Dans un premier temps, se disant qu’il devait avoir rêvé, il se contenta pour toute réaction supplémentaire d’un grognement tout en laissant mollement retomber sa tête dans son coussin végétal, et referma avec résolution ses yeux… pour les rouvrir aussitôt, cette fois-ci définitivement réveillé lorsque d’autres notes vinrent faire suite à la première, se donnant la main en s’envolant haut dans le ciel, captant bien vite l’attention de Saïl, car bien que celui-ci fût plus scientifique que mélomane, il n’était pas dénué d’un certain penchant pour la musique classique (et la musique en général en fait) qui le faisait apprécier à sa juste valeur le son de ce bel instrument à cordes, surtout que d’autant qu’il pouvait en juger, l'individu qui faisait entendre son chant le maniait avec une dextérité et une virtuosité qui en rendait l’écoute d’autant plus agréable.
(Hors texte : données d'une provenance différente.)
PR #1112, opened 2018-09-12
THORN-2165 Fix topology-openshift

juangon:
Motivation
----------
topology-openshift fraction has some API discrepancy between third party libraries (okhttp and okhttp-ws) due to an upgrade in okhttp, causing this fraction to not work.

Modifications
-------------
As okhttp-ws doesn't have a newer version, downgrade okhttp so they are both compatible.

Result
------
topology-openshift fraction works again.

-----

### DIFF
--- a/build-parent/pom.xml
+++ b/build-parent/pom.xml
@@ -67,7 +67,8 @@
 
     <version.openshift.client>5.6.0.Final</version.openshift.client>
     <version.com.squareup.okhttp>3.9.0</version.com.squareup.okhttp>
-    <version.com.squareup.okhttp-ws>3.4.2</version.com.squareup.okhttp-ws>
+    <!-- THORN-2165 Align okhttp and okhttp-ws for topology-openshift as there is API dependency and okhttp-ws has older version -->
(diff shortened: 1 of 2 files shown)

Irrésistiblement attirée, l’attention du spectateur haut perché se riva bien vite sur cette nouvelle découverte par un effet presque magnétique tant il se sentait captivé par cette mélodie qui semblait vouloir lui communiquer un message inédit par le biais d’un langage qui transcendait tout phonème humain : tout discours, même le plus habile, lui aurait paru faire office de grossiers atermoiements en comparaison avec cette délicate mélopée qui se poursuivait sans heurt, sans labeur et sans clameur, véritable grondement profond et harmonieux de quelque animal fantastique ressurgi des profondeurs de son antre légendaire sous les doigts merveilleusement habiles du joueur… à moins que ce fût une joueuse ?
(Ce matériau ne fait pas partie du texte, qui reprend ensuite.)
PR #729, opened 2023-01-28
Port `build.sh` to Python

ribbanya:
This PR creates a new CLI app. To install it, run `pip install -r requirements.txt`. This will add the `melee` command to your (venv's) path.

From there, `melee -h` produces:
```
usage: melee [-h] {build,b} ...

positional arguments:
  {build,b}
    build (b)
              Build the project

options:
  -h, --help  show this help message and exit
```

`melee b -h` produces:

Désormais inexorablement intrigué par cette question soudaine qui avait surgi dans son esprit comme un tentateur point d’interrogation, l’auditeur invisible commença à se mouvoir, faisant glisser aussi délicatement que possible ses membres engourdis le long de l’écorce de son perchoir pour jeter un œil prudent hors de son rideau protecteur végétal, prenant soin de ne laisser autant que faire se pouvait qu’une de ses pupilles à découvert, celle-ci observant avec une discrète diligence avide pour trouver la réponse à la question du curieux homme-loup.
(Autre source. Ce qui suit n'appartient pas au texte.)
PR #735, opened 2023-01-30
Port `replace_symbol` to Python

ribbanya:
Depends on #729 ([diff](https://github.com/ribbanya/melee/compare/wip-cli..pr-replace)).

```
$ melee r -h                         
usage: melee replace [-h] [-b] [-i] [-r] PATTERN=REPLACEMENT [PATTERN=REPLACEMENT ...]

positional arguments:
  PATTERN=REPLACEMENT  replace PATTERN with REPLACEMENT in all files

options:
  -h, --help           show this help message and exit
  -b, --no-boundaries  do not respect word boundaries
  -i, --ignore-case    perform case-insensitive replacements
  -r, --reverse        perform the replacements in reverse
```

Can take multiple patterns, for example
```
melee r func_80005BB0=lbColl_80005BB0 func_80005C44=lbColl_80005C44 \
    func_80005EBC=lbColl_80005EBC func_80005FC0=lbColl_80005FC0
```

It compiles all of the patterns into one regex, so it is quite fast.


ribbanya:
Will implement this in a different way.

PR #736, opened 2023-02-09
Label more HSD functions/data

r-burns:
Correct label names obtained from Zoids VS, Pokemon XD, and Killer7.


ribbanya:
Did you keep a list of the renames? Would save time reviewing but if not it's okay.

r-burns:
Ah no, I didn't.

asm/sysdolphin/baselib/texp.s
```diff
@@ -3347,7 +3308,7 @@ lbl_804D5FE4:
 .global lbl_804DE7D8
 lbl_804DE7D8:
     .4byte 0x437F0000
-    .4byte 0x00000000
+    .balign 8
```
ribbanya, line 3311: `lbl_804DE7D8` is `255.0F` and `lbl_804DE7E0` is `255.0`. Should not need a manual `balign`. If you want to use `.balign 8` instead of `.4byte NULL` while it's GAS that's fine, but might as well change them to `.float` and `.double`.

ribbanya (changes requested):

ribbanya (approved):

PR #740, opened 2023-02-19
Use custom container for GitHub Actions

ribbanya:
* Upgrade devkitpro's old Debian release (`buster`) to Testing (`bookworm`)
* The main reason for the above is to support Python 3.11
* Compile wibo and put it in `PATH` on the container
* Download and patch `mwcc` on the container, no need to download it on build
* Set up Python 3.11 `venv` with our packages
* Greatly simplify our workflows

The container lives at [ribbanya/melee](https://hub.docker.com/repository/docker/ribbanya/melee/general) but if doldecomp owners want to make their own that's cool with me.

### DIFF
--- a/.github/workflows/build.yml
+++ b/.github/workflows/build.yml
@@ -10,7 +10,7 @@ jobs:
       matrix:
         makeflags: ["GENERATE_MAP=1", "NON_MATCHING=1"]
     runs-on: ubuntu-latest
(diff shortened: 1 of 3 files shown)


ribbanya (commented):
Drafting this for now. There are a lot of improvements to be made.

ribbanya:
Superseded by #751.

La musique provenait d’une chambre de ce qui étaient manifestement les dortoirs du lycée, et était proche, plus proche que ne l’aurait cru Saïl, cela tenant au fait que le chêne était attenant à la façade du bâtiment, ses plus longs membres de bois frottant par intermittences contre la paroi de béton sous la brise. Ainsi, d’une fenêtre entrouverte qui ne se trouvait qu’à quelques mètres à peine de sa position, ouvrant sur une petite pièce qu’il aurait pu rejoindre d’un bond, il put apercevoir la personne qui produisait quelque chose d’aussi délectable, l’esprit étonnamment rempli d’un mélange d’attention et d’appréhension, comme s’il eût été sur le point de s'insinuer du regard dans un saint des saints, pénétré d’un début d’agitation peu commode pour à la fois garder son équilibre, ne pas se faire remarquer, et détailler le ou la violoniste mystère.